RECORDS TO USE:
■ ■ ■ ■ ■ ■ ■

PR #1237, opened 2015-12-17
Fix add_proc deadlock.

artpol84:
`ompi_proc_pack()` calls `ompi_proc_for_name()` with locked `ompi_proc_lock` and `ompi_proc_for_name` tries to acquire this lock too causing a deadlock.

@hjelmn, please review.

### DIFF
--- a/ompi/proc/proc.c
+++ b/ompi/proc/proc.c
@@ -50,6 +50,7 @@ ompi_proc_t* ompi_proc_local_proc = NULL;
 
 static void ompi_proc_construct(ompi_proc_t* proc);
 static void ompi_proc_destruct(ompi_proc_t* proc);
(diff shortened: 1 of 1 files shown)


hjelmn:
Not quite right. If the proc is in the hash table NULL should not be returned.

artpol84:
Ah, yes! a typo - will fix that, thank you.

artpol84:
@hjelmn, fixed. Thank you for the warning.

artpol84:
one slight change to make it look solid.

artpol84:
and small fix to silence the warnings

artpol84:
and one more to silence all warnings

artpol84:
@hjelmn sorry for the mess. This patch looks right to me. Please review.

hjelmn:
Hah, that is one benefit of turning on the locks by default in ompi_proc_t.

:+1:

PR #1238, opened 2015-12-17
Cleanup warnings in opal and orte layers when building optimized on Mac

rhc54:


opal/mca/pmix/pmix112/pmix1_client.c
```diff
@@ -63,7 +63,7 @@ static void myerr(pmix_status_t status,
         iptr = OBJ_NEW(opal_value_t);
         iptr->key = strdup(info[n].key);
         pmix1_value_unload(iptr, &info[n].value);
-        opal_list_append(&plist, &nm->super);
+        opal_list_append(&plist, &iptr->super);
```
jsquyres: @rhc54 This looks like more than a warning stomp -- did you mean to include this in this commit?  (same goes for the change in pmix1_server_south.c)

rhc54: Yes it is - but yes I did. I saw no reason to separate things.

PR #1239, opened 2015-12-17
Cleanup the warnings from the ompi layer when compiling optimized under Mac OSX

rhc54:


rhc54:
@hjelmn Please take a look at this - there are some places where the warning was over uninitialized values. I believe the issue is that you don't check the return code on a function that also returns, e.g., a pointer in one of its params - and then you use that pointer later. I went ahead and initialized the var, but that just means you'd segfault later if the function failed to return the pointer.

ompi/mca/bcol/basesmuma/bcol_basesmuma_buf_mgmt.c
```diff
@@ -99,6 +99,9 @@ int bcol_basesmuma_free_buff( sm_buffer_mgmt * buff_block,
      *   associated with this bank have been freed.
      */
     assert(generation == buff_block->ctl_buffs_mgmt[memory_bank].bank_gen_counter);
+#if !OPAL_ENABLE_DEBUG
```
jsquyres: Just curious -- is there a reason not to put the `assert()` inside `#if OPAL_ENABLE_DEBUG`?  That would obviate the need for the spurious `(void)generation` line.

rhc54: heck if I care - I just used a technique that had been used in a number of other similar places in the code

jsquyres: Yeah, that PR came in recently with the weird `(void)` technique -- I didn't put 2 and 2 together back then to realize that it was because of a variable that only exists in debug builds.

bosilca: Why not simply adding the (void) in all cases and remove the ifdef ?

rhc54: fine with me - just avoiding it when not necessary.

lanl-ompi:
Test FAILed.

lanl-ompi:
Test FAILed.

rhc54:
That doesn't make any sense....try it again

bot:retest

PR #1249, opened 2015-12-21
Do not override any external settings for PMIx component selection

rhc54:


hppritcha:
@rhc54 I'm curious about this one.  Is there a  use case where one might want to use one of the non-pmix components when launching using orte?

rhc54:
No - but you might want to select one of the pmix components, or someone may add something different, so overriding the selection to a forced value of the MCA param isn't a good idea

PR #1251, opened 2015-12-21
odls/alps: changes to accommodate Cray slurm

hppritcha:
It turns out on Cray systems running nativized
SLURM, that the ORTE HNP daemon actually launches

■ ■ ■ ■ ■ ■ ■

WHAT YOU HAVE TO DO: Write the data out again. Match it exactly.

SOLUTION:
PR #1237, opened 2015-12-17
Fix add_proc deadlock.

artpol84:
`ompi_proc_pack()` calls `ompi_proc_for_name()` with locked `ompi_proc_lock` and `ompi_proc_for_name` tries to acquire this lock too causing a deadlock.

@hjelmn, please review.

### DIFF
--- a/ompi/proc/proc.c
+++ b/ompi/proc/proc.c
@@ -50,6 +50,7 @@ ompi_proc_t* ompi_proc_local_proc = NULL;
 
 static void ompi_proc_construct(ompi_proc_t* proc);
 static void ompi_proc_destruct(ompi_proc_t* proc);
(diff shortened: 1 of 1 files shown)


hjelmn:
Not quite right. If the proc is in the hash table NULL should not be returned.

artpol84:
Ah, yes! a typo - will fix that, thank you.

artpol84:
@hjelmn, fixed. Thank you for the warning.

artpol84:
one slight change to make it look solid.

artpol84:
and small fix to silence the warnings

artpol84:
and one more to silence all warnings

artpol84:
@hjelmn sorry for the mess. This patch looks right to me. Please review.

hjelmn:
Hah, that is one benefit of turning on the locks by default in ompi_proc_t.

:+1:

PR #1238, opened 2015-12-17
Cleanup warnings in opal and orte layers when building optimized on Mac

rhc54:


opal/mca/pmix/pmix112/pmix1_client.c
```diff
@@ -63,7 +63,7 @@ static void myerr(pmix_status_t status,
         iptr = OBJ_NEW(opal_value_t);
         iptr->key = strdup(info[n].key);
         pmix1_value_unload(iptr, &info[n].value);
-        opal_list_append(&plist, &nm->super);
+        opal_list_append(&plist, &iptr->super);
```
jsquyres: @rhc54 This looks like more than a warning stomp -- did you mean to include this in this commit?  (same goes for the change in pmix1_server_south.c)

rhc54: Yes it is - but yes I did. I saw no reason to separate things.

PR #1239, opened 2015-12-17
Cleanup the warnings from the ompi layer when compiling optimized under Mac OSX

rhc54:


rhc54:
@hjelmn Please take a look at this - there are some places where the warning was over uninitialized values. I believe the issue is that you don't check the return code on a function that also returns, e.g., a pointer in one of its params - and then you use that pointer later. I went ahead and initialized the var, but that just means you'd segfault later if the function failed to return the pointer.

ompi/mca/bcol/basesmuma/bcol_basesmuma_buf_mgmt.c
```diff
@@ -99,6 +99,9 @@ int bcol_basesmuma_free_buff( sm_buffer_mgmt * buff_block,
      *   associated with this bank have been freed.
      */
     assert(generation == buff_block->ctl_buffs_mgmt[memory_bank].bank_gen_counter);
+#if !OPAL_ENABLE_DEBUG
```
jsquyres: Just curious -- is there a reason not to put the `assert()` inside `#if OPAL_ENABLE_DEBUG`?  That would obviate the need for the spurious `(void)generation` line.

rhc54: heck if I care - I just used a technique that had been used in a number of other similar places in the code

jsquyres: Yeah, that PR came in recently with the weird `(void)` technique -- I didn't put 2 and 2 together back then to realize that it was because of a variable that only exists in debug builds.

bosilca: Why not simply adding the (void) in all cases and remove the ifdef ?

rhc54: fine with me - just avoiding it when not necessary.

lanl-ompi:
Test FAILed.

lanl-ompi:
Test FAILed.

rhc54:
That doesn't make any sense....try it again

bot:retest

PR #1249, opened 2015-12-21
Do not override any external settings for PMIx component selection

rhc54:


hppritcha:
@rhc54 I'm curious about this one.  Is there a  use case where one might want to use one of the non-pmix components when launching using orte?

rhc54:
No - but you might want to select one of the pmix components, or someone may add something different, so overriding the selection to a forced value of the MCA param isn't a good idea

PR #1251, opened 2015-12-21
odls/alps: changes to accommodate Cray slurm

hppritcha:
It turns out on Cray systems running nativized
SLURM, that the ORTE HNP daemon actually launches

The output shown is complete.